If you think the average migraine is bad, imagine having one that lasts a week. Then imagine being told by your doctors to just take a couple of Excedrins and deal with it. And then, as you grow increasingly desperate for something stronger, imagine being told to avoid prescription migraine medication as long as you can stand it.
Having suffered from those searing migraines since I was 12, I knew I wouldn’t be able to stand it for very long. And so I tried acupuncture. I could never remember how many needles Mr. Cai used or where he put them — except for the one on the top of my head. Every time that needle slid into my scalp, the crushing pressure in my head dissipated in an instant.
In my attempt to discover what was actually going on in my body on those sessions with Mr. Cai, I uncovered a world of both ancient and nascent science. My pain relief wasn’t just happening around the needle site, said Dr. Elizabeth Manejias of the Hospital for Special Surgery in New York City, who explained to Inverse that “there are a lot of different reactions happening in the body.” Manejias is not only a physiatrist and a doctor of sports medicine but also a certified acupuncturist. As such, she’s in a rare bridge between the worlds of Western and complementary medicine. Unlike many physicians who dismiss Eastern practices for lacking scientific integrity, Manejias instead seeks the science in them.
The arcane-looking maps of the human body that line the walls of acupuncture studios might suggest that the practice is more superstition than science, but Manejias explains that the maps actually have a strong physiological basis, despite their roots in traditional Chinese medicine and its focus on the flow of Qi. There’s a science to finding an acupuncture point, she says, and inserting a needle in the right spot can relax muscle contractions, improve blood circulation, and reduce inflammation to the area. But most importantly, it can relieve pain.
Pain is a sensation caused by signals traveling along the nerves to activate pain centers in the brain. Those signals can be stopped in their tracks by painkilling drugs, massage therapy, or, in my case, well-placed needles. “[Acupuncture] activates local nerve fibers around the ankle joint, for example, but then it also sends signals through the spinal cord to your brain, and it activates centers in your central nervous system,” Manejias explains. The nervous system, in turn, causes the release of the body’s natural endorphins, which provide morphine-like pain relief. Endorphins bind the body’s opioid receptors to block pain signals, creating the sensation of painlessness.
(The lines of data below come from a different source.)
PR #5757, opened 2021-10-13
Icons for Lovers in a Dangerous Spacetime

### LINKED ISSUE #5465: Icon for Lovers in a Dangerous Spacetime
| --- | :-- | :-- | :-- |
| `Lovers in a Dangerous Spacetime`| `steam_icon_252110` | `Lovers in a Dangerous Spacetime.desktop` | steam_icon_252110 |

Description: Cute co-op 2D spaceship shooter

Website: https://www.loversinadangerousspacetime.com/

really-need-an-api-key:
Long overdue. Fixes #5465.

| --- | :-- | :-- |
|  image |  circle-lovers-in-a-dangerous-spacetime | square-lovers-in-a-dangerous-spacetime |


palob (changes requested):
+ For Circle the symbol can go down one more px
+ The face of the right guy should be brighter, at least L=18
+ The circle on top of the right guy's helmet should be of 2px diameter so it can be placed at integer coordinates

really-need-an-api-key:
Doesn't the antenna look a bit too squarish at 2px?
image image
And looking at it now I think have to make yellow guy's eyes a bit brighter when the face is at L=18

palob:
It looks more squarish but crisper, even more so when drawn at 24px X 24px (which fortunately isn't done that frequently anymore in today's DEs). The problem is that the antenna shaft is placed at .5 px X coordinate so it looks just as wide but that can't be helped probably.
Eyes can be brighter, yes.

really-need-an-api-key:
Should I also align the hemlet to the shoulder like so?
image

palob:
No, it's fine as is with the ring properly aligned vertically.

Could you please extend the paths like this to avoid shine-through artifacts (transparency for illustration)?

extend

really-need-an-api-key:
I think the square one could also be moved down 1px. Or maybe just the heart shape, while leaving the rest intact, but that change should also be done in the circle version then.
L is original, M is everything -1px, R is heart -1px.
a b c

Which one looks more centered to you?

palob (changes requested):
Thank you for the tweaks. The Square icon has the shadows misplaced horizontally.

really-need-an-api-key:
I really have to be more mindful about the arrow keys moving things in 2px increments in Inkscape...

Oh, I guess I also forgot to move the 2nd shadow. Will fix that in a second.

palob:
You can change that in Preferences section ``Behaviour -> Steps``.

palob (approved):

While the points she picks often align with the meridian points in traditional Chinese acupuncture, Manejias takes a different approach. If she was treating someone with a sprained ankle, for example, she would look for tender spots on and around the ankle. These tender spots, or trigger points, are spots that are very irritable, tight bands of skeletal muscle that can be painful when they are stretched, flexed, or pressed. Given a patient’s trigger spots, the nature of their injury and pain, the anatomy of their ankle, and other factors, Manejias can narrow down their different acupuncture points.
Scientists are only beginning to understand the physiological basis of acupuncture’s effects. In a 2008 review published in the journal Progress in Neurobiology, neurobiologist Zhi-Qi Zhao from Shanghai’s Fudan University broke down exactly how acupuncture coaxes the body into producing endorphins and other pain-relieving neurochemicals. Zhao explains that certain nerve fibers known as afferent fibers get activated as an acupuncturist twists a needle up and down. These signals travel to the parts of the brain that process and inhibit pain. He points out that adding an electrical component to acupuncture — that is, through electrified needles — can increase the amount of pain-relieving neurochemicals that are produced.
But the myriad of physiological effects that acupuncture elicits is also what makes it so hard to study with modern science. “We just can’t say with any certainty which one is responsible for most of the pain effect,” said Manejias, who explained that acupuncture is unique and specific to each patient. Not everyone has the same treatment points, even if they have the same diagnosis. As such, it’s hard to do a study in which treatments are carefully controlled.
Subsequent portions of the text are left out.